__What is required__.
Produce a verbatim transcription of all records.

(Saved entries)
PR #59, opened 2023-12-21
[feat] Downloads/Uploads manager usage simplification and sample unification

matejmolnar:
This PR aims to simply the usage of DownloadAPIManager/UploadAPIManager and also unify the sample screens logic + UI.

## Managers usage simplification
While I was writing a new README I realised that we are forcing the user to create unnecessary Router boiler plate in order to create a download/upload request. 
### Download
Hence I've created a new method on `DownloadAPIManaging` where you can simply pass the `URL` of the file you wish to download instead of `Requestable`. The request is then made with internal dummy `DownloadRouter`.
```.swift
    func downloadRequest(
        _ fileURL: URL,
        resumableData: Data? = nil,
        retryConfiguration: RetryConfiguration? = .default
    ) async throws -> DownloadResult {
        try await downloadRequest(
            DownloadRouter(fileURL: fileURL),
            resumableData: resumableData,
            retryConfiguration: retryConfiguration
        )
    }
```
### Upload
First I've created a new enum `UploadType` and I replaced the three different upload methods with one where you pass an uploadType parameter. Then I defined a new method where you can pass the `UploadType` and an upload `URL`. Similarly to download the request is made with internal dummy `UploadRouter`.

```.swift
    func upload(_ type: UploadType, to uploadURL: URL) async throws -> UploadTask {
        try await upload(type, to: UploadRouter(url: uploadURL, uploadType: type))
    }
```

## Sample logic + UI unification
- Create `UploadAPIManager` shared instance.
- Remove `UploadService` and use the shared manager instance instead.
- Remove `FormUploadsViewModel` and move the logic to the `UploadsViewModel`.
- Create new `TaskProgressView` with generic viewModel of `TaskProgressViewModel` protocol and use it in both upload and download screens.


NetworkingSampleApp/NetworkingSampleApp/Scenes/Download/DownloadProgressViewModel.swift
```diff
@@ -9,28 +9,43 @@ import Foundation
...
 
 @MainActor
-final class DownloadProgressViewModel: ObservableObject {
+final class DownloadProgressViewModel: TaskProgressViewModel {
     private let task: URLSessionTask
     
-    @Published var state: DownloadProgressState = .init()
-    
+    let isRetryable = false
+    private(set) var title: String = ""
```
gajddo00, line 16: Why not have a @Published private(set) var state: DownloadState instead?

NetworkingSampleApp/NetworkingSampleApp/Scenes/Upload/UploadsView.swift
```diff
@@ -53,14 +39,9 @@ struct UploadsView: View {
...
-        .alert(
-            "Error",
-            isPresented: $formViewModel.isErrorAlertPresented,
-            actions: {},
-            message: {
-                Text(formViewModel.error?.localizedDescription ?? "")
-            }
-        )
+        .onAppear {
+            viewModel.loadTasks()
```
gajddo00, line 43: We could use .task { } here and get auto cancel as loadTasks() does async work anyways.

NetworkingSampleApp/NetworkingSampleApp/Scenes/Download/DownloadProgressViewModel.swift
matejmolnar: I reworked it to conform to the `TaskProgressViewModel` protocol.

Sources/Networking/Core/Upload/UploadType.swift
```diff
@@ -0,0 +1,20 @@
+//
+//  File.swift
```
cejanen, line 2: I found wrong filename + swiftlint warning here

Sources/Networking/Core/DownloadAPIManaging.swift
```diff
@@ -41,13 +41,52 @@ public protocol DownloadAPIManaging {
...
-        try await downloadRequest(endpoint, resumableData: resumableData, retryConfiguration: retryConfiguration)
+        try await downloadRequest(
+            endpoint,
+            resumableData: resumableData,
+            retryConfiguration: retryConfiguration
+        )
+    }
+}
+
+/// A Router used for basic use case of downloading a file from a URL.
```
cejanen, line 77: I'm not sure if I like having this private struct in the same file as is the public interface to the library 🤔 . Wouldn't it be better somewhere else (own file?)

Sources/Networking/Core/Upload/UploadAPIManaging.swift
```diff
@@ -73,29 +45,46 @@ public protocol UploadAPIManaging {
...
-    
+
     /// Returns an active ``UploadTask`` specified by its identifier.
     func task(with id: UploadTask.ID) async -> UploadTask? {
         await activeTasks.first { $0.id == id }
     }
 }
+
+/// A Router for basic use case of uploading file/data/multiPartForm to a given URL.
+private struct UploadRouter: Requestable {
```
cejanen, line 64: I have similar feeling here as in the downloading managing (private struct in public interface)

cejanen (changes requested):
We're almost there. I think about few little improvements we can do here.

NetworkingSampleApp/NetworkingSampleApp/UIElements/TaskProgressView.swift
```diff
@@ -0,0 +1,70 @@
...
+    var status: String { get }
+    var downloadedBytes: String { get }
+    var state: URLSessionTask.State { get }
+    var percentCompleted: Double { get }
+    var isRetryable: Bool { get }
+
+    func suspend()
+    func resume()
+    func cancel()
+    func retry()
```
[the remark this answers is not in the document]
matejmolnar: I don't really see a benefit to do that in this case. Do you have anything specific in mind?

NetworkingSampleApp/NetworkingSampleApp/Scenes/Upload/UploadsViewModel.swift
```diff
@@ -7,33 +7,40 @@
 
 import Foundation
 import OSLog
+import Networking
```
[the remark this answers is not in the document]
matejmolnar: I have never though of that actually 😅

Sources/Networking/Core/DownloadAPIManaging.swift
matejmolnar: Sure I can do that if you want. I just like to put simple single use types into the source file where they are used in, since they don't need to be exposed 🤷‍♂️

cejanen (dismissed):
🩴

cejanen (approved):
it took me only ages but at the end I'm happy with result 
📲

gajddo00 (approved):
🐱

__Response__.
PR #59, opened 2023-12-21
[feat] Downloads/Uploads manager usage simplification and sample unification

matejmolnar:
This PR aims to simply the usage of DownloadAPIManager/UploadAPIManager and also unify the sample screens logic + UI.

## Managers usage simplification
While I was writing a new README I realised that we are forcing the user to create unnecessary Router boiler plate in order to create a download/upload request. 
### Download
Hence I've created a new method on `DownloadAPIManaging` where you can simply pass the `URL` of the file you wish to download instead of `Requestable`. The request is then made with internal dummy `DownloadRouter`.
```.swift
    func downloadRequest(
        _ fileURL: URL,
        resumableData: Data? = nil,
        retryConfiguration: RetryConfiguration? = .default
    ) async throws -> DownloadResult {
        try await downloadRequest(
            DownloadRouter(fileURL: fileURL),
            resumableData: resumableData,
            retryConfiguration: retryConfiguration
        )
    }
```
### Upload
First I've created a new enum `UploadType` and I replaced the three different upload methods with one where you pass an uploadType parameter. Then I defined a new method where you can pass the `UploadType` and an upload `URL`. Similarly to download the request is made with internal dummy `UploadRouter`.

```.swift
    func upload(_ type: UploadType, to uploadURL: URL) async throws -> UploadTask {
        try await upload(type, to: UploadRouter(url: uploadURL, uploadType: type))
    }
```

## Sample logic + UI unification
- Create `UploadAPIManager` shared instance.
- Remove `UploadService` and use the shared manager instance instead.
- Remove `FormUploadsViewModel` and move the logic to the `UploadsViewModel`.
- Create new `TaskProgressView` with generic viewModel of `TaskProgressViewModel` protocol and use it in both upload and download screens.


NetworkingSampleApp/NetworkingSampleApp/Scenes/Download/DownloadProgressViewModel.swift
```diff
@@ -9,28 +9,43 @@ import Foundation
...
 
 @MainActor
-final class DownloadProgressViewModel: ObservableObject {
+final class DownloadProgressViewModel: TaskProgressViewModel {
     private let task: URLSessionTask
     
-    @Published var state: DownloadProgressState = .init()
-    
+    let isRetryable = false
+    private(set) var title: String = ""
```
gajddo00, line 16: Why not have a @Published private(set) var state: DownloadState instead?

NetworkingSampleApp/NetworkingSampleApp/Scenes/Upload/UploadsView.swift
```diff
@@ -53,14 +39,9 @@ struct UploadsView: View {
...
-        .alert(
-            "Error",
-            isPresented: $formViewModel.isErrorAlertPresented,
-            actions: {},
-            message: {
-                Text(formViewModel.error?.localizedDescription ?? "")
-            }
-        )
+        .onAppear {
+            viewModel.loadTasks()
```
gajddo00, line 43: We could use .task { } here and get auto cancel as loadTasks() does async work anyways.

NetworkingSampleApp/NetworkingSampleApp/Scenes/Download/DownloadProgressViewModel.swift
matejmolnar: I reworked it to conform to the `TaskProgressViewModel` protocol.

Sources/Networking/Core/Upload/UploadType.swift
```diff
@@ -0,0 +1,20 @@
+//
+//  File.swift
```
cejanen, line 2: I found wrong filename + swiftlint warning here

Sources/Networking/Core/DownloadAPIManaging.swift
```diff
@@ -41,13 +41,52 @@ public protocol DownloadAPIManaging {
...
-        try await downloadRequest(endpoint, resumableData: resumableData, retryConfiguration: retryConfiguration)
+        try await downloadRequest(
+            endpoint,
+            resumableData: resumableData,
+            retryConfiguration: retryConfiguration
+        )
+    }
+}
+
+/// A Router used for basic use case of downloading a file from a URL.
```
cejanen, line 77: I'm not sure if I like having this private struct in the same file as is the public interface to the library 🤔 . Wouldn't it be better somewhere else (own file?)

Sources/Networking/Core/Upload/UploadAPIManaging.swift
```diff
@@ -73,29 +45,46 @@ public protocol UploadAPIManaging {
...
-    
+
     /// Returns an active ``UploadTask`` specified by its identifier.
     func task(with id: UploadTask.ID) async -> UploadTask? {
         await activeTasks.first { $0.id == id }
     }
 }
+
+/// A Router for basic use case of uploading file/data/multiPartForm to a given URL.
+private struct UploadRouter: Requestable {
```
cejanen, line 64: I have similar feeling here as in the downloading managing (private struct in public interface)

cejanen (changes requested):
We're almost there. I think about few little improvements we can do here.

NetworkingSampleApp/NetworkingSampleApp/UIElements/TaskProgressView.swift
```diff
@@ -0,0 +1,70 @@
...
+    var status: String { get }
+    var downloadedBytes: String { get }
+    var state: URLSessionTask.State { get }
+    var percentCompleted: Double { get }
+    var isRetryable: Bool { get }
+
+    func suspend()
+    func resume()
+    func cancel()
+    func retry()
```
[the remark this answers is not in the document]
matejmolnar: I don't really see a benefit to do that in this case. Do you have anything specific in mind?

NetworkingSampleApp/NetworkingSampleApp/Scenes/Upload/UploadsViewModel.swift
```diff
@@ -7,33 +7,40 @@
 
 import Foundation
 import OSLog
+import Networking
```
[the remark this answers is not in the document]
matejmolnar: I have never though of that actually 😅

Sources/Networking/Core/DownloadAPIManaging.swift
matejmolnar: Sure I can do that if you want. I just like to put simple single use types into the source file where they are used in, since they don't need to be exposed 🤷‍♂️

cejanen (dismissed):
🩴

cejanen (approved):
it took me only ages but at the end I'm happy with result 
📲

gajddo00 (approved):
🐱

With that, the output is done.